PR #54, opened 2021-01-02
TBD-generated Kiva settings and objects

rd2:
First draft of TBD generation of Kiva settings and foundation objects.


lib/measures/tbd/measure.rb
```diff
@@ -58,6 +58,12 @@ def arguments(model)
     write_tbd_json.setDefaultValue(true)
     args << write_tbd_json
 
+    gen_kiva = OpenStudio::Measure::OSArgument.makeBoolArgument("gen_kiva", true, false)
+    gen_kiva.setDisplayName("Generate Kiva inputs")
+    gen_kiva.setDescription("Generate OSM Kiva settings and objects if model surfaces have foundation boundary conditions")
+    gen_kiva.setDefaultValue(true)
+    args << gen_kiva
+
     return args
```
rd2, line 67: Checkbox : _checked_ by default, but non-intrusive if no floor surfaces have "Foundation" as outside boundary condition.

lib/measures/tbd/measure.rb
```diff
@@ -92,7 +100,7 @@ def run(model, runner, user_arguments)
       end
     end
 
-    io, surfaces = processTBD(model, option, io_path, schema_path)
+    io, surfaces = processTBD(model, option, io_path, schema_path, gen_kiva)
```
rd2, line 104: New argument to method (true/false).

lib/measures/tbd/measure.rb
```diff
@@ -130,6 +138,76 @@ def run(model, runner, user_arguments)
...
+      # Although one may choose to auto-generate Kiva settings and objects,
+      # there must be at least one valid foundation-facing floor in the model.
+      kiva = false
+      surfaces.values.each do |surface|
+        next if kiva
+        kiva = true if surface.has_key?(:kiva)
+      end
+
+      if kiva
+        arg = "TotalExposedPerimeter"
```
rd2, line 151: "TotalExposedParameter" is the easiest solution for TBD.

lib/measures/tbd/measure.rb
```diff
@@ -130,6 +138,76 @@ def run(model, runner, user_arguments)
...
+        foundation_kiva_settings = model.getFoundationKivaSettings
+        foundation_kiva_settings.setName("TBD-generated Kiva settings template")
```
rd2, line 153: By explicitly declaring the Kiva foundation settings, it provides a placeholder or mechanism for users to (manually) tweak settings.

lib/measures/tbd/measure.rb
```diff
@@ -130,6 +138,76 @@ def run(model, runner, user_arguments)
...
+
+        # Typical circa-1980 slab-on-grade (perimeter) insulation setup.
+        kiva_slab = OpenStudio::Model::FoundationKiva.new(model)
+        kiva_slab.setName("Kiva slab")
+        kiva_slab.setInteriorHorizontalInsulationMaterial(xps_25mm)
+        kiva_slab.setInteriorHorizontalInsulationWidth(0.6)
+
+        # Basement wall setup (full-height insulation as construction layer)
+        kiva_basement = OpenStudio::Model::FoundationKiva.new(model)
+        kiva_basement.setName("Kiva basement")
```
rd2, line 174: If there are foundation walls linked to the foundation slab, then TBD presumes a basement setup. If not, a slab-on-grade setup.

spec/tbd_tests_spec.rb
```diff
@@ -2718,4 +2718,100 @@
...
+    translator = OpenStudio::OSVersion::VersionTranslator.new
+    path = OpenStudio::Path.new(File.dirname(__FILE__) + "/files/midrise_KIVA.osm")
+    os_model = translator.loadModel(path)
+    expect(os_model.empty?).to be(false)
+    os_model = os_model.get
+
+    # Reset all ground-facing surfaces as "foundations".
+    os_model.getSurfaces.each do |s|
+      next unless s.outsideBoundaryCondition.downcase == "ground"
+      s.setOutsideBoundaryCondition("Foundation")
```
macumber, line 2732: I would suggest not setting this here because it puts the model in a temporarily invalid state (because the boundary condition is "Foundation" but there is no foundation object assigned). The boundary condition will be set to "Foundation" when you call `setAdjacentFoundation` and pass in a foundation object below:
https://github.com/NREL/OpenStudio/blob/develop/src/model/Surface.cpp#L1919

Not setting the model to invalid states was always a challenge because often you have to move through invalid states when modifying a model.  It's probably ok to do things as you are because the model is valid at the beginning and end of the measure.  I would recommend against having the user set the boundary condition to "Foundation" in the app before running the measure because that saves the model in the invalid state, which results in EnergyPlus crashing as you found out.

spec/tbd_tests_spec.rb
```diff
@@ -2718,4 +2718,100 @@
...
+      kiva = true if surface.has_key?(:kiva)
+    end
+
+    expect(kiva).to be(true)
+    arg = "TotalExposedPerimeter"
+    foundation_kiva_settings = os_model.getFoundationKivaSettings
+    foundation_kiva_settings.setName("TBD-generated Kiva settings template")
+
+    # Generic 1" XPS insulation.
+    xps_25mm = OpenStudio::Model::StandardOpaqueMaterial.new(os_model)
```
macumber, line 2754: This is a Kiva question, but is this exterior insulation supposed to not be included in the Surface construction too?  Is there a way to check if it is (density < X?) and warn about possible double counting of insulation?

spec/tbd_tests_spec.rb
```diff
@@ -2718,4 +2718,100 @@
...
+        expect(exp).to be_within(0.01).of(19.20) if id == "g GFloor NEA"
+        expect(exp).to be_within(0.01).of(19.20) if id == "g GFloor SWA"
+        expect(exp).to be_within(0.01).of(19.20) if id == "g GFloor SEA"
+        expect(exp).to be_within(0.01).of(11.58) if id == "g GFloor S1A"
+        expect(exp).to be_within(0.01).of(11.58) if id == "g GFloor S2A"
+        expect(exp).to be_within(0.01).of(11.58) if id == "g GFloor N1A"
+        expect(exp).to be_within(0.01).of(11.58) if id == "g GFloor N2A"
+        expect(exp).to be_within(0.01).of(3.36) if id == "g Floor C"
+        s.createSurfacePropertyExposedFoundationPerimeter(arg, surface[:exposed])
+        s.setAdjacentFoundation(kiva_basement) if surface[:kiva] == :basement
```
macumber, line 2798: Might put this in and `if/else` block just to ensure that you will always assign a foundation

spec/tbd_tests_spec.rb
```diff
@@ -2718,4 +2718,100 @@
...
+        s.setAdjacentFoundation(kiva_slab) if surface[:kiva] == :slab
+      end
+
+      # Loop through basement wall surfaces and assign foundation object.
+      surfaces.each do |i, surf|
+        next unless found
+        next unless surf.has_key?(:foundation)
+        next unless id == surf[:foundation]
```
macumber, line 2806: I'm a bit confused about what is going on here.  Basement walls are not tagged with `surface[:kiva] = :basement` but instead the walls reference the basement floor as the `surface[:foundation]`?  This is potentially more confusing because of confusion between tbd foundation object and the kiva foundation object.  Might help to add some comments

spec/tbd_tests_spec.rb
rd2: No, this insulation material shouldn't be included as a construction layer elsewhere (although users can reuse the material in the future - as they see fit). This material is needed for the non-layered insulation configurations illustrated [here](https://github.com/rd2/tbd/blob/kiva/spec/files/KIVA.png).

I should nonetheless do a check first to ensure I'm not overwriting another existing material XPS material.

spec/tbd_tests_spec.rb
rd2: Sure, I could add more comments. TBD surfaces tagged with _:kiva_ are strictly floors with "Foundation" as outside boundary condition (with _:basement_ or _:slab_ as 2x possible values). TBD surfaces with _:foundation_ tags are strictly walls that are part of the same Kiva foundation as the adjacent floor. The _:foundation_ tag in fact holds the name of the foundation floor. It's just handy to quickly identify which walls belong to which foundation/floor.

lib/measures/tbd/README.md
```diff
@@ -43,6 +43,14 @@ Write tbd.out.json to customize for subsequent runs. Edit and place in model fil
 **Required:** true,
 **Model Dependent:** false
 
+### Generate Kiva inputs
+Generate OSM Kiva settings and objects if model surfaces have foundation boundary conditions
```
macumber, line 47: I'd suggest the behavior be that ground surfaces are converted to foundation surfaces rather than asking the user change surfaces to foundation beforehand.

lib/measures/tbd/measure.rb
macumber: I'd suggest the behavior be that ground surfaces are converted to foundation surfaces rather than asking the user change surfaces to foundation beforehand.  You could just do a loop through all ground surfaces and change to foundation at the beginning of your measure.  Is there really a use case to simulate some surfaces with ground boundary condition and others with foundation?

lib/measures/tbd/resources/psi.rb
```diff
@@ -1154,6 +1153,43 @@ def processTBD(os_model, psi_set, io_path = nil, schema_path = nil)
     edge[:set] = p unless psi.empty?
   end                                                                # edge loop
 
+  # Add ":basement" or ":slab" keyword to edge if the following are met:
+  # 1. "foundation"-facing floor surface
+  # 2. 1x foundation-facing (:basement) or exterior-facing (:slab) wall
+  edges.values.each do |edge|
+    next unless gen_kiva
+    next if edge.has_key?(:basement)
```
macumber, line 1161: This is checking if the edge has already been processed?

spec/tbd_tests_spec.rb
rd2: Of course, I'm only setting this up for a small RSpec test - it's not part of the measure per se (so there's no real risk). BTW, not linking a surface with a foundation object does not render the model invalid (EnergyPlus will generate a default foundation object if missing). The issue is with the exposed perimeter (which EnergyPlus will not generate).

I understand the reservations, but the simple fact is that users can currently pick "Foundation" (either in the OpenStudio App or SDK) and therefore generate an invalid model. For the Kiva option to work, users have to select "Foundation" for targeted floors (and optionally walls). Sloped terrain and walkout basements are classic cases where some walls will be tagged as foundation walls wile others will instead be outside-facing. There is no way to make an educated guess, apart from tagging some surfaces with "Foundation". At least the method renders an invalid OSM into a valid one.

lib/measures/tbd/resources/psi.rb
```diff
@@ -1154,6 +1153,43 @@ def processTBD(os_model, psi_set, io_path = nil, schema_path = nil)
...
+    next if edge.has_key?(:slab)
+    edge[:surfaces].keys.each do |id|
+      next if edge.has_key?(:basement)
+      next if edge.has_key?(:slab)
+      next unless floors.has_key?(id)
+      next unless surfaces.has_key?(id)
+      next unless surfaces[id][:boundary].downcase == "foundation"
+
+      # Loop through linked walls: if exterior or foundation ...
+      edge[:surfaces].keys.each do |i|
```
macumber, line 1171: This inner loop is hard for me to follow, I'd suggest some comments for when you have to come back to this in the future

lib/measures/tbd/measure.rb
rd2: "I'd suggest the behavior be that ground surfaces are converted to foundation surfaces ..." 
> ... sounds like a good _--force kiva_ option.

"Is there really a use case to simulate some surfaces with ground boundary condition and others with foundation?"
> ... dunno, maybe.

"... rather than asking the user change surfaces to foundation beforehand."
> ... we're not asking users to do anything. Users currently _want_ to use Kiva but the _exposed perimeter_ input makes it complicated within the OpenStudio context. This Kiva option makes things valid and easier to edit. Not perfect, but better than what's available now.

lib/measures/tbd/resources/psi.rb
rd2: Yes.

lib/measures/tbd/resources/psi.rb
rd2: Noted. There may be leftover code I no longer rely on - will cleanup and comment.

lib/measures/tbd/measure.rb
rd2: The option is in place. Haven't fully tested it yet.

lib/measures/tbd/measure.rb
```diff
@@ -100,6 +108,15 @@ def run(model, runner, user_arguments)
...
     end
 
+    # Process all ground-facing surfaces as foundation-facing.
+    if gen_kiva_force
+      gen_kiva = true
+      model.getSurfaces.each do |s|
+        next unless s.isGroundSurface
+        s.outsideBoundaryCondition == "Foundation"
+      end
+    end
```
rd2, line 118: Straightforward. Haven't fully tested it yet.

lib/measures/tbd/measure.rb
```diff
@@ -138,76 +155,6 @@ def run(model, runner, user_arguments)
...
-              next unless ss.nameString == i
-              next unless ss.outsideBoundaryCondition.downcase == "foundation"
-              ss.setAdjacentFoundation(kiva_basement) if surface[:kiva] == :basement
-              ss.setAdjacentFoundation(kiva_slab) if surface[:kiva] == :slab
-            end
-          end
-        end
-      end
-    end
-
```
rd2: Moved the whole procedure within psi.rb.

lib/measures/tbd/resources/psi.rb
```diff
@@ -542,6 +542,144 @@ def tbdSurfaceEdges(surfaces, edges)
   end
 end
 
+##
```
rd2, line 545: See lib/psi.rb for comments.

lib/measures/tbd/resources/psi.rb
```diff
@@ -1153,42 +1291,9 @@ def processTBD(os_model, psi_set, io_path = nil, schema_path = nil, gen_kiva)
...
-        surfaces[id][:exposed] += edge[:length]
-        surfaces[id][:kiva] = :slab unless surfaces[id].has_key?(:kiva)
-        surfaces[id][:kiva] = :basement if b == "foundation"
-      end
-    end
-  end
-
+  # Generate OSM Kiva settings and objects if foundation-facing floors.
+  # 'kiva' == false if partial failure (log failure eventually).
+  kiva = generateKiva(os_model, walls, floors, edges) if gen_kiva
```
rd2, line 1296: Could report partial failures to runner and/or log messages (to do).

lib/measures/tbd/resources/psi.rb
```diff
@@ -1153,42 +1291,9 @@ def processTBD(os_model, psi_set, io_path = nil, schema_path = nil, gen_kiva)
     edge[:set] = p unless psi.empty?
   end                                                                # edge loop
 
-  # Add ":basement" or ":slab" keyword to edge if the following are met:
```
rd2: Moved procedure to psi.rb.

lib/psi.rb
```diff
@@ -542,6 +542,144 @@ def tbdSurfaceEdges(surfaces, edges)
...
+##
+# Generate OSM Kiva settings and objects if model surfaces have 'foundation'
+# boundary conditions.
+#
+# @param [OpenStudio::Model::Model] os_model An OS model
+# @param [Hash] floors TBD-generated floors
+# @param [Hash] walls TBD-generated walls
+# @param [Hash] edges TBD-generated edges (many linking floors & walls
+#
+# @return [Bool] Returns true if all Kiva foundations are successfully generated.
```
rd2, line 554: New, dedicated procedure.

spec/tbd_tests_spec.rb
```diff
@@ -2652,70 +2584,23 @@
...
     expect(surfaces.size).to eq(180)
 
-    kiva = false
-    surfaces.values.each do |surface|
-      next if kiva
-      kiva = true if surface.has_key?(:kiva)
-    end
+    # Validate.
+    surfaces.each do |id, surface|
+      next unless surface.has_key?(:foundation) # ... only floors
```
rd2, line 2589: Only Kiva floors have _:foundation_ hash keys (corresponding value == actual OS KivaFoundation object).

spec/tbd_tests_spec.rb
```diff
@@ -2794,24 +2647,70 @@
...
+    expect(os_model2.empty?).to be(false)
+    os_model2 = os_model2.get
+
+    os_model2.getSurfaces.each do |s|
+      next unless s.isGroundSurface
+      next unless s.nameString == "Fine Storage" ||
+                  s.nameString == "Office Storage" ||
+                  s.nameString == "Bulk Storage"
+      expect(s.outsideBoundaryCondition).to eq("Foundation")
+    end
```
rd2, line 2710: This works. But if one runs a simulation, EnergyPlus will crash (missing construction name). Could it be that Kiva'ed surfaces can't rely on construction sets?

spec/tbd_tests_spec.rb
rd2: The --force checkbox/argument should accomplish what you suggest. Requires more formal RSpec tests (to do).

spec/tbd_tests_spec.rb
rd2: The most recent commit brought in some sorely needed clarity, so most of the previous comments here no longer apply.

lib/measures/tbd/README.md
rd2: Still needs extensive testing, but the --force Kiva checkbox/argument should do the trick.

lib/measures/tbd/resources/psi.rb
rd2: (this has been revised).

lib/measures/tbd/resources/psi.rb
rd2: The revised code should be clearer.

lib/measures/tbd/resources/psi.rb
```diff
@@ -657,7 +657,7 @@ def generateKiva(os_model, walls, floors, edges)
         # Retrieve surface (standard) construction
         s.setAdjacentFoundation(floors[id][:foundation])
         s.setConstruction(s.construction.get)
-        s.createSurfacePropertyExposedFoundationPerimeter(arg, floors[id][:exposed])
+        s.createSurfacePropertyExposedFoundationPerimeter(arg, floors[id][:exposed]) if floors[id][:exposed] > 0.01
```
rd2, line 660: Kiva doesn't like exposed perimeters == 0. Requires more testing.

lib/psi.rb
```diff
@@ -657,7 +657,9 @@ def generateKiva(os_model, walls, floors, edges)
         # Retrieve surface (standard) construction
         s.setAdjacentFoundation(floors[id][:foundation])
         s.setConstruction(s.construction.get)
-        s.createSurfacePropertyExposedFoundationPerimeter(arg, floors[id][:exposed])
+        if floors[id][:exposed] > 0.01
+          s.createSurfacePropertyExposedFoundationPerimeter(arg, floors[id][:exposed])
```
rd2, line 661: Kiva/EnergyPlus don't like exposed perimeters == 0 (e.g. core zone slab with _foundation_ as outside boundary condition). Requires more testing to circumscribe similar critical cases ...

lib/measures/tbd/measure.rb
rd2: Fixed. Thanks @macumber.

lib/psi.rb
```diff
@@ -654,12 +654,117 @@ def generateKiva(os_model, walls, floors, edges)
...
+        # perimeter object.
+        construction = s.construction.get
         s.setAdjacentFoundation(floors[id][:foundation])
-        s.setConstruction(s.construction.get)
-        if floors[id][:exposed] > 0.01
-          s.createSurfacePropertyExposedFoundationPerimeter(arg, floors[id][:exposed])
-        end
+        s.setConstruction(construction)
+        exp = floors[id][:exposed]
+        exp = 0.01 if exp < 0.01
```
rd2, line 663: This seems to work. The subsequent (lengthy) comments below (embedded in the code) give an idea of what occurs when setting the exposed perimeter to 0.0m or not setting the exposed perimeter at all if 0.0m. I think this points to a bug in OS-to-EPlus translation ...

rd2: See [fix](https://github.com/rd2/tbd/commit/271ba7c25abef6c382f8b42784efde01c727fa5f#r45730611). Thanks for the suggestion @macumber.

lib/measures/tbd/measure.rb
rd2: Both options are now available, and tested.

- - -

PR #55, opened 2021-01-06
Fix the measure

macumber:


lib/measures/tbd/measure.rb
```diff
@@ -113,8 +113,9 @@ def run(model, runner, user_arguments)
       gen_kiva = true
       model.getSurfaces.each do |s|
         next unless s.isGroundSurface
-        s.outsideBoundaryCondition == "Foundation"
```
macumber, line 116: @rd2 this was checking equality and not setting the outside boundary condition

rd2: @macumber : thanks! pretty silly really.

- - -

__WORK INSTRUCTIONS__
Only a number is needed here: the count of lines above that hold the string "below".

__TASK RESPONSE__
2